Войлочный век | страница 79



– Корто! – говорил он. Еще потыкался и ушел боком, виновато держа руки.

Конечно, я нашла в телефоне номер Зачатия, и на счету, слава богу, оставались деньги, и перепуганное Зачатие прибежало, в пол-первого ночи, боясь моего гнева, или слез, или дурного отзыва в Airbnb, но ничего этого не было, и она ловкой женской рукой схватила швабру, воткнула ее в упорные, не желавшие вздыматься тумблеры, и прижала их, и держала, и о чудо, что-то снова треснуло, и был свет. И мы с ней засмеялись и обнялись, и я пообещала ей, что непременно в следующем году приеду в ее сумасшедшую квартирку, в которой я пережила все, что полагается: и огонь, и воду, и краденую стальную вилку.

Без чеснока

Удивительно, что хотя нас уж больше года как раскулачило НТВ, народ все еще узнает меня в местах неожиданных, вроде рыночных ворот, где всегда небольшие скопления торговых старух. Там обычно на перевернутых ведрах сидит пять-шесть бабулек с укропом, зеленым луком, закатанными неизвестно когда банками и засоленными без любви огурцами.

Сегодня покупала у одной такой букет для засолки. Старуха выглядела так, будто умерла уже давно, но все никак в гроб не ляжет, – а то кто торговать будет? У нее были банки с опасными грибами, придушенные овощи в мутных пакетах и редиска с землей.

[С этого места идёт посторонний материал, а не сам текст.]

PR #1815, opened 2022-09-11
Handle unacceptable name gracefully in {User,Group}::from_name

magicant:
Calling `unwrap` on the result of `CString::new` may cause the current thread to panic, which is a bit surprising undocumented behavior. It would be more reasonable to treat the erroneous name as a non-existing user or group.


asomers (approved):
Thanks!

bors r+

asomers:
The build should be fixed if you rebase.

asomers:
Actually, maybe bors is smart enough to do that.

bors r+

PR #1821, opened 2022-09-17
Fix UB in the SO_TYPE sockopt

### LINKED ISSUE #1819: `impl GetSockOpt for nix::sys::socket::sockopt::SockType` causes UB with unknown socket type
## Description

I noticed that the implementation of `GetSockOpt` for `nix::sys::socket::sockopt::SockType` [simply assumes](https://docs.rs/nix/0.25.0/src/nix/sys/socket/sockopt.rs.html#91) that the socket type returned by the kernel is one of those defined in `enum nix::sys::socket::SockType` without checking. If that assumption is violated, you get undefined behavior.

Linux has at least one such socket type already (`SOCK_PACKET`), and operating systems are free to add new ones at any time.

Other socket options probably suffer from a similar problem, but I haven't tested that.

## Alternative

[`socket2::Type`](https://docs.rs/socket2/0.4.7/socket2/struct.Type.html) deals with this problem by being a newtype wrapper around a `c_int` instead of an `enum`.

## Proof of concept

This works on Linux only.

```rust
use nix::sys::socket::{getsockopt, sockopt};
use std::process::ExitCode;

fn main() -> ExitCode {
	let sockfd = unsafe { libc::socket(libc::AF_PACKET, libc::SOCK_PACKET, 0) };

	if sockfd == -1 {
		eprintln!("Error opening socket: {}", nix::Error::last());
		return ExitCode::FAILURE;
	}

	let socktype = match getsockopt(sockfd, sockopt::SockType) {
		Ok(ok) => ok,
		Err(error) => {
			eprintln!("Error getting socket type: {error}");
			return ExitCode::FAILURE
		}
	};

	eprintln!("The socket's type is: {socktype:?}");
	ExitCode::SUCCESS
}
```

Output:

```
$ target/debug/nix-ub 
The socket's type is: Segmentation fault
```

Note that creating a `SOCK_PACKET` socket is a privileged operation, so the executable needs to be granted that privilege first:

```
$ cargo build
$ sudo setcap CAP_NET_RAW+eip target/debug/nix-ub
```

asomers:
When reading a value into an enum from getsockopt, we must validate it. Failing to do so can lead to UB for example with SOCK_PACKET on Linux.

Perform the validation in GetSockOpt::get.  Currently SockType is the only type that requires validation.

Fixes #1819

### DIFF
--- a/src/sys/socket/mod.rs
+++ b/src/sys/socket/mod.rs
@@ -12,7 +12,7 @@ use libc::{
     self, c_int, c_void, iovec, size_t, socklen_t, CMSG_DATA, CMSG_FIRSTHDR,
     CMSG_LEN, CMSG_NXTHDR,
 };
-use std::convert::TryInto;
+use std::convert::{TryFrom, TryInto};
 use std::io::{IoSlice, IoSliceMut};
 #[cfg(feature = "net")]
 use std::net;
@@ -106,6 +106,24 @@ pub enum SockType {
     /// guarantee ordering.
     #[cfg(not(any(target_os = "haiku")))]
     Rdm = libc::SOCK_RDM,
+}
+// The TryFrom impl could've been derived using libc_enum!.  But for
+// backwards-compatibility with Nix-0.25.0 we manually implement it, so as to
+// keep the old variant names.
+impl TryFrom<i32> for SockType {
+    type Error = crate::Error;
+
+    fn try_from(x: i32) -> Result<Self> {
+        match x {
+            libc::SOCK_STREAM => Ok(Self::Stream),
+            libc::SOCK_DGRAM => Ok(Self::Datagram),
+            libc::SOCK_SEQPACKET => Ok(Self::SeqPacket),
+            libc::SOCK_RAW => Ok(Self::Raw),
+            #[cfg(not(any(target_os = "haiku")))]
+            libc::SOCK_RDM => Ok(Self::Rdm),
+            _ => Err(Errno::EINVAL)
+        }
+    }
 }
 
 /// Constants used in [`socket`](fn.socket.html) and [`socketpair`](fn.socketpair.html)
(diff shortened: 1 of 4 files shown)


src/sys/socket/mod.rs
```diff
@@ -121,6 +121,24 @@ pub enum SockType {
     #[cfg(not(any(target_os = "haiku")))]
     Rdm = libc::SOCK_RDM,
 }
+// The TryFrom impl could've been derived using libc_enum!.  But for
+// backwards-compatibility with Nix-0.25.0 we manually implement it, so as to
```
rtzoeller, line 125: @asomers I'm interpreting this as driving a patch, is that the intent?

rtzoeller (approved):

src/sys/socket/mod.rs
asomers: You mean so we can build patch releases?  Yes, I think that's worthwhile.  But even for new releases too I think it's annoying to force people to change SockType::Stream to SockType::SOCK_STREAM without great reason.

asomers:
I fixed the formatting.  And rather than figure out how to determine whether a Fuchsia process can create raw sockets, I'm just skipping that test on Fuchsia.

asomers:
@ahcodedthat does this patch solve your original problem?

ahcodedthat:
Yes, that works. The example program now just fails cleanly with `EINVAL` instead of segfaulting. 👍

I suggest mentioning in the documentation for `nix::sys::socket::sockopt::SockType` that it will fail with `EINVAL` if the socket type is unknown.

It might also be wise to use a different error code, since the `getsockopt` system call can fail with `EINVAL` for other reasons too. `ESOCKTNOSUPPORT` seems best, but [it doesn't exist on `cfg(target_os = "haiku")`](https://github.com/nix-rust/nix/blob/be36bf05478ac40f92a01e1e8ec6aa11fad65d1f/src/errno.rs#L239), so consider using `EPROTONOSUPPORT` instead.

asomers:
@rtzoeller I stupidly forgot about this PR when I made the 0.26.0 release a few minutes ago.

rtzoeller (approved):
Sometimes it's important to stress test `cargo release` by releasing multiple times in quick succession. Glad you caught it now.

PR #1825, opened 2022-09-23
Add a `sched_getcpu` wrapper

jonas-schievink:


src/sched.rs
```diff
@@ -140,6 +140,13 @@ mod sched_linux_like {
 
         Errno::result(res).map(drop)
     }
+
+    /// Determines the CPU on which the calling thread is running.
+    pub fn sched_getcpu() -> Result<usize> {
```
rtzoeller, line 145: It looks like this is supported on other platforms, including [FreeBSD](https://github.com/freebsd/freebsd-src/blob/8b43388c745ebb42414496f2925f47acac662c2f/include/sched.h#L45) and [DragonFly](https://github.com/DragonFlyBSD/DragonFlyBSD/blob/39b691836ec8de6e84bc13067f04db947dd032f6/sys/sys/sched.h#L84).

Can you move this to the `sched_affinity` section below (since it seems related and has these platforms already?

rtzoeller:
Thanks! Can you modify the existing test [here](https://github.com/nix-rust/nix/blob/a45e9f8fe8e18be48cd40de941d867581e3c6ac0/test/test_sched.rs) to validate that setting the affinity actually has an effect by calling `sched_getcpu`?

jonas-schievink:
Thanks for the review! I've addressed your comments.

The Redox CI failure looks spurious.

jonas-schievink:
Thanks for the review! I've addressed the comments.

rtzoeller:
@jonas-schievink can you squash the current changes into a single commit? Otherwise this looks great.

jonas-schievink:
Okay, I've squashed the commits

rtzoeller (approved):
bors r+

Issue #1826, opened 2022-09-23
Feature request: wrap Linux's `getrandom` syscall


stefins:
```c 
ssize_t getrandom(void *buf, size_t buflen, unsigned int flags);
```

PR #1827, opened 2022-09-23
Added wrapper around `getrandom` syscall

stefins:
Hi,
Added wrapper around Linux's `getrandom` syscall as mentioned in #1826.
```rust
pub fn getrandom(buffer: &mut [u8], mode: RandomMode) -> Result<isize>
```
returns number of bytes written
 
Thanks :)
Signed-off-by: Stefin <stefin@pm.me>

### DIFF
--- a/Cargo.toml
+++ b/Cargo.toml
@@ -41,7 +41,7 @@ default = [
   "hostname", "inotify", "ioctl", "kmod", "mman", "mount", "mqueue",
   "net", "personality", "poll", "process", "pthread", "ptrace", "quota",
   "reboot", "resource", "sched", "signal", "socket", "term", "time",
-  "ucontext", "uio", "user", "zerocopy", "getrandom",
+  "ucontext", "uio", "user", "zerocopy", "random",
 ]
 
 acct = []
@@ -66,7 +66,7 @@ ptrace = ["process"]
 quota = []
 process = []
 reboot = []
-getrandom = []
+random = []
 resource = []
 sched = ["process"]
 signal = ["process"]
--- a/Cargo.toml
+++ b/Cargo.toml
@@ -41,7 +41,7 @@ default = [
   "hostname", "inotify", "ioctl", "kmod", "mman", "mount", "mqueue",
   "net", "personality", "poll", "process", "pthread", "ptrace", "quota",
   "reboot", "resource", "sched", "signal", "socket", "term", "time",
-  "ucontext", "uio", "user", "zerocopy",
+  "ucontext", "uio", "user", "zerocopy", "getrandom",
 ]
 
 acct = []
@@ -66,6 +66,7 @@ ptrace = ["process"]
 quota = []
 process = []
 reboot = []
+getrandom = []
 resource = []
 sched = ["process"]
 signal = ["process"]
--- a/src/sys/getrandom.rs
+++ b/src/sys/getrandom.rs
@@ -1,6 +1,6 @@
 //! Wrapper around getrandom.
 
-use crate::Result;
+use crate::{Errno, Result};
 use libc;
 
 libc_enum! {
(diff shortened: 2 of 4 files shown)


src/sys/getrandom.rs
```diff
@@ -0,0 +1,48 @@
...
+        /// from the urandom source, it blocks if the entropy pool has
+        /// not yet been initialized. If the GRND_NONBLOCK flag is
+        /// set, then getrandom() does not block in these cases
+        GRND_NONBLOCK,
+    }
+}
+
+/// Returns a vector of random bytes
+pub fn getrandom(size: usize, mode: RandomMode) -> Result<Vec<u8>> {
+    let mut buffer = vec![0; size];
```
rtzoeller, line 26: Rather than allocate internally, we should allow the user to pass in a buffer as a mutable slice.

src/sys/getrandom.rs
```diff
@@ -0,0 +1,48 @@
...
+    unsafe {
+        assert_eq!(
```
rtzoeller, line 28: The Linux man page lists a few ways that `getrandom` can fail - we should propagate these up via the `Result`, rather than asserting.

We also will want to expose the number of bytes actually read, since `GRND_NONBLOCK` may cause this not to write all of them.

rtzoeller: Perhaps the signature should be something like

```rust
pub fn getrandom(buffer: &mut [u8], mode: RandomMode) -> Result<usize> 
```

where the result indicates the number of bytes written?

rtzoeller (changes requested):

Cargo.toml
```diff
@@ -66,6 +66,7 @@ ptrace = ["process"]
 quota = []
 process = []
 reboot = []
+getrandom = []
```
rtzoeller, line 69: I'd prefer if this was just "random".

src/sys/getrandom.rs
```diff
@@ -0,0 +1,48 @@
...
+use libc;
+
+libc_enum! {
+    /// How the random bytes should be filled
+    #[repr(u32)]
+    #[non_exhaustive]
+    pub enum RandomMode{
+        /// If  this  bit is set, then random bytes are drawn from the
+        /// random source (i.e., the same source as the /dev/random device)
+        ///  instead of the urandom source.
```
rtzoeller, line 13: We should not copy directly from the man page, which may have license restrictions, but instead summarize.

src/sys/getrandom.rs
```diff
@@ -0,0 +1,48 @@
...
+        /// blocks if no random bytes are available, and when reading
+        /// from the urandom source, it blocks if the entropy pool has
+        /// not yet been initialized. If the GRND_NONBLOCK flag is
+        /// set, then getrandom() does not block in these cases
+        GRND_NONBLOCK,
+    }
+}
+
+/// Returns a vector of random bytes
+pub fn getrandom(size: usize, mode: RandomMode) -> Result<Vec<u8>> {
```
rtzoeller, line 25: It looks like FreeBSD and possibly others support this same (or a similar) system call. We should support these where possible.

rtzoeller:
@stefins actually, is there a compelling reason to include these changes in `nix`, instead of just depending on the `getrandom` crate?

stefins:
@rtzoeller apart from adding a wrapper around `getrandom` this doesn't have any other compelling reason. Since `libc` support `getrandom` I thought this will be a good addition for the `nix` crate

rtzoeller:
> @rtzoeller apart from adding a wrapper around `getrandom` this doesn't have any other compelling reason. Since `libc` support `getrandom` I thought this will be a good addition for the `nix` crate

The `getrandom` crate already provides a wrapper around the `libc` function, including aggregating similar functions from multiple platforms. In this case I'd rather not attempt to duplicate their work, which is excellent.

If a compelling reason comes up for why the `getrandom` crate cannot be used and a separate wrapper is strongly preferable, I'd be happy to see this PR re-opened. I'm going to close it for now though.

PR #1829, opened 2022-09-26
statfs: add namespace fs magic

tammela:
Namespace filesystem magic is missing from FsType constants.


rtzoeller:
Thanks!

@tammela can you add a note to the changelog, linking back to this PR and squashed into the current commit?

rtzoeller:
@tammela it looks like a 0.2.134 release of libc was cut, so this can be updated.

rtzoeller (approved):
bors r+

PR #1837, opened 2022-10-06
backport a test to see if timestamps are working in aarch64

pacak:
Don't merge, this MR is to run the CI to see if we are getting the same errors as in https://github.com/nix-rust/nix/pull/1744

### DIFF
--- a/test/sys/test_socket.rs
+++ b/test/sys/test_socket.rs
@@ -565,6 +565,9 @@ mod recvfrom {
             None,
         )
         .expect("send socket failed");
+        setsockopt(rsock, sockopt::ReceiveTimestampns, &true).unwrap();
+        let mut cmsgspace1 = nix::cmsg_space!(nix::sys::time::TimeSpec);
+        let mut cmsgspace2 = nix::cmsg_space!(nix::sys::time::TimeSpec);
 
         let send_thread = thread::spawn(move || {
             for _ in 0..NUM_MESSAGES_SENT {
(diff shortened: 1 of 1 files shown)


rtzoeller:
bors try

rtzoeller:
@pacak the test you're modifying currently builds for a few different platforms, but it looks like `ScmTimestampns` is only defined on Linux. You can ignore the failures on other platforms.

rtzoeller:
Those checkout failures are odd though.

bors retry

pacak:
The idea for this is to check if we can replicate the same problems on aarch64 as in https://github.com/nix-rust/nix/pull/1744 so I'm only interested in one result - aarch64. Or you think it makes sense to merge 
#1837 anyway?

rtzoeller:
No, I wasn't suggesting merging this PR - I just was offering a suggestion to get rid of the other build failures to make it easier to parse the results.

pacak:
If it's important - sure, I'll see what I can do

rtzoeller:
This seems to be passing just fine on my aarch64 target. :/

pacak:
> This seems to be passing just fine on my aarch64 target. :/

:thinking: and the new one still fails? I guess I'll go over the new branch one more time - maybe I'm doing something stupid and just managing to get away with it on non aarch64.

rtzoeller:
> > This seems to be passing just fine on my aarch64 target. :/
> 
> thinking and the new one still fails? I guess I'll go over the new branch one more time - maybe I'm doing something stupid and just managing to get away with it on non aarch64.

I'm going to do another clean build against your new branch just to be sure.... just to make sure something didn't get screwed up during my uptaking of your latest changes. I'll let you know shortly.

rtzoeller:
Yeah, confirmed the other branch (`pacak/master`) is still failing. Tested against the 5.19 kernel.

rtzoeller:
Hmm, it looks like AWS Graviton has a free trial right now (with a fairly high compute limit, at least for this). I wonder if you'd be able to reproduce it there?

pacak:
> I wonder if you'd be able to reproduce it there?

Probably, need to figure out what to do with it first :)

Букеты у нее тоже были ниже всякого мыслимого стандарта: лист хрена всего один, смородиновый прутик засох, а чеснока совсем не положено.

– Где же чеснок? – спросила я.

– А Дуня где? – вопросила старуха неожиданно зычным, прямо-таки мужским голосом. – За Чубайсом замужем?

Видимо, это было ответом на мой вопрос. Я представила, как она сидит перед телевизором, иссохшая как Кощей, с всклокоченными серыми волосами, и смотрит неподвижными, ввалившимися глазами на ночной экран. Нас же показывали в час ночи. Смотрит не мигая, слушает про средневековую историю, про якутский язык, про обэриутов, про балет, про тюремные нравы, про японскую поэтику, про императора Александра Первого и старца Федора Кузьмича. После, в третьем часу, выключает телевизор, ложится навзничь, в вязаных носках, и долго лежит без сна, глядя в серый ночной потолок.

Ничего мы не знаем о нашей аудитории.

Нога

Идет пара, лет сорока. Она, повествовательным голосом:

– И вот мне такие нужны, понимаешь, чтобы внутри было тепло, но не жарко. Не с мехом. Тепло чтобы было. Ну, на хорошую погоду у меня есть, пока не надо; а вот на холодную, чтобы ноге тепло. И пятке чтобы удобно было. Вот ногу когда сунешь – чтобы она пролезла сразу. А то суешь, суешь – и не лезет. А мне надо, чтобы удобно. И вот стелька эта тоже чтобы удобная, вот стелька. Вот чтобы это сбоку, понимаешь, там где мне всегда натирает. А то иногда скомкается, так прямо неудобно ходить. Вот тут вот.